- [Records supplied]:
PR #757, opened 2024-12-10
Preload vm images

rsevilla87:
## Type of change

- [x] New feature

## Description

Preload Virtual machines images folowing the same mechanism we already do with pods

cc @jeniferh @ygalblum @jtaleric

### DIFF
--- a/pkg/burner/pre_load.go
+++ b/pkg/burner/pre_load.go
@@ -21,6 +21,7 @@ import (
 
 	"github.com/kube-burner/kube-burner/pkg/util"
 	log "github.com/sirupsen/logrus"
+	"gopkg.in/yaml.v3"
 	appsv1 "k8s.io/api/apps/v1"
 	corev1 "k8s.io/api/core/v1"
 	metav1 "k8s.io/apimachinery/pkg/apis/meta/v1"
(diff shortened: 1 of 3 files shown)


pkg/burner/pre_load.go
```diff
@@ -42,6 +43,25 @@ type NestedPod struct {
 	} `json:"spec"`
 }
 
+type VMorVMI struct {
```
ygalblum, line 46: VM and VMI do not have the same structure. The path `.spec.template.spec` of the VirtualMachine
 and VirtualMachineInstanceReplicaSet resources equals to the `.spec` of the VirtualMachineInstance

ygalblum (changes requested):

pkg/burner/pre_load.go
rsevilla87: correct, but Im reusing the same struct to unmarshal all of the those kinds, this struct defines .spec.volumes (valid for VMIs) and .spec.template.spec.volumes (valid for VMs and VMIRS)

ygalblum: Since the handling is also separate, why not create separate types (and cases in the switch)? What's the advantage of combining it to the same struct?

rsevilla87: fixed

ygalblum (approved):
LGTM

josecastillolema (approved):

PR #761, opened 2024-12-16
Consolidate file read to a single function

ygalblum:
## Type of change

- [x] Refactor
- [x] Bug fix

## Description
Create a single GetReader function for all sources
Adjust all Reader operations to use the new function
Adjust APIs where needed
Remove the redundant embedConfig flag from Prometheus and Alert Manager
Make the EmbedFS field a pointer to allow simple check

When using via `kube-burner-ocp` patch jobType could not read from the embedded file system.


rsevilla87 (approved):
Thanks!, good addition!

PR #764, opened 2024-12-31
Support running shell scripts from the embedded filesystem

ygalblum:
## Type of change

- [x] Bug fix

## Description

Instead of calling `/bin/sh` on the script file, read the content of the file and run it from stdin. 
Note, this works only when all the script code is in a single file

Fail to execute shell scripts when using embedded file system

### DIFF
--- a/pkg/util/bash.go
+++ b/pkg/util/bash.go
@@ -1,0 +1,54 @@
+// Copyright 2024 The Kube-burner Authors.
+//
+// Licensed under the Apache License, Version 2.0 (the "License");
+// you may not use this file except in compliance with the License.
+// You may obtain a copy of the License at
+//
+//      http://www.apache.org/licenses/LICENSE-2.0
+//
+// Unless required by applicable law or agreed to in writing, software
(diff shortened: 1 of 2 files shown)


pkg/util/bash.go
```diff
@@ -0,0 +1,54 @@
...
+	var c []string
+	if len(parts) > 1 {
+		c = append([]string{"-s", "-"}, parts[1:]...)
+	}
+
+	// Create a command
+	cmd := exec.Command("/bin/sh", c...)
+
+	// Run the shell script from STDIN
+	cmd.Stdin = shellScriptReader
```
rsevilla87, line 44: Very cool!

rsevilla87:
@ygalblum I assume your idea is to have the embed the shell scripts as well

ygalblum:
> @ygalblum I assume your idea is to embed the shell scripts together with the workload, isn't it?

Yes. I'm working on something in `kube-burner-ocp` with a verification script that requires this change

PR #765, opened 2024-12-31
Template - pass the job run id to the template

ygalblum:
## Type of change

- [x] New feature

## Description

Add the RunID to the template param to allow marking sub-resources for metrics


rsevilla87 (approved):
lgtm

- [What is required]:
Each entry shown above should be copied out exactly.

- [Exercise answer]:
PR #757, opened 2024-12-10
Preload vm images

rsevilla87:
## Type of change

- [x] New feature

## Description

Preload Virtual machines images folowing the same mechanism we already do with pods

cc @jeniferh @ygalblum @jtaleric

### DIFF
--- a/pkg/burner/pre_load.go
+++ b/pkg/burner/pre_load.go
@@ -21,6 +21,7 @@ import (
 
 	"github.com/kube-burner/kube-burner/pkg/util"
 	log "github.com/sirupsen/logrus"
+	"gopkg.in/yaml.v3"
 	appsv1 "k8s.io/api/apps/v1"
 	corev1 "k8s.io/api/core/v1"
 	metav1 "k8s.io/apimachinery/pkg/apis/meta/v1"
(diff shortened: 1 of 3 files shown)


pkg/burner/pre_load.go
```diff
@@ -42,6 +43,25 @@ type NestedPod struct {
 	} `json:"spec"`
 }
 
+type VMorVMI struct {
```
ygalblum, line 46: VM and VMI do not have the same structure. The path `.spec.template.spec` of the VirtualMachine
 and VirtualMachineInstanceReplicaSet resources equals to the `.spec` of the VirtualMachineInstance

ygalblum (changes requested):

pkg/burner/pre_load.go
rsevilla87: correct, but Im reusing the same struct to unmarshal all of the those kinds, this struct defines .spec.volumes (valid for VMIs) and .spec.template.spec.volumes (valid for VMs and VMIRS)

ygalblum: Since the handling is also separate, why not create separate types (and cases in the switch)? What's the advantage of combining it to the same struct?

rsevilla87: fixed

ygalblum (approved):
LGTM

josecastillolema (approved):

PR #761, opened 2024-12-16
Consolidate file read to a single function

ygalblum:
## Type of change

- [x] Refactor
- [x] Bug fix

## Description
Create a single GetReader function for all sources
Adjust all Reader operations to use the new function
Adjust APIs where needed
Remove the redundant embedConfig flag from Prometheus and Alert Manager
Make the EmbedFS field a pointer to allow simple check

When using via `kube-burner-ocp` patch jobType could not read from the embedded file system.


rsevilla87 (approved):
Thanks!, good addition!

PR #764, opened 2024-12-31
Support running shell scripts from the embedded filesystem

ygalblum:
## Type of change

- [x] Bug fix

## Description

Instead of calling `/bin/sh` on the script file, read the content of the file and run it from stdin. 
Note, this works only when all the script code is in a single file

Fail to execute shell scripts when using embedded file system

### DIFF
--- a/pkg/util/bash.go
+++ b/pkg/util/bash.go
@@ -1,0 +1,54 @@
+// Copyright 2024 The Kube-burner Authors.
+//
+// Licensed under the Apache License, Version 2.0 (the "License");
+// you may not use this file except in compliance with the License.
+// You may obtain a copy of the License at
+//
+//      http://www.apache.org/licenses/LICENSE-2.0
+//
+// Unless required by applicable law or agreed to in writing, software
(diff shortened: 1 of 2 files shown)


pkg/util/bash.go
```diff
@@ -0,0 +1,54 @@
...
+	var c []string
+	if len(parts) > 1 {
+		c = append([]string{"-s", "-"}, parts[1:]...)
+	}
+
+	// Create a command
+	cmd := exec.Command("/bin/sh", c...)
+
+	// Run the shell script from STDIN
+	cmd.Stdin = shellScriptReader
```
rsevilla87, line 44: Very cool!

rsevilla87:
@ygalblum I assume your idea is to have the embed the shell scripts as well

ygalblum:
> @ygalblum I assume your idea is to embed the shell scripts together with the workload, isn't it?

Yes. I'm working on something in `kube-burner-ocp` with a verification script that requires this change

PR #765, opened 2024-12-31
Template - pass the job run id to the template

ygalblum:
## Type of change

- [x] New feature

## Description

Add the RunID to the template param to allow marking sub-resources for metrics


rsevilla87 (approved):
lgtm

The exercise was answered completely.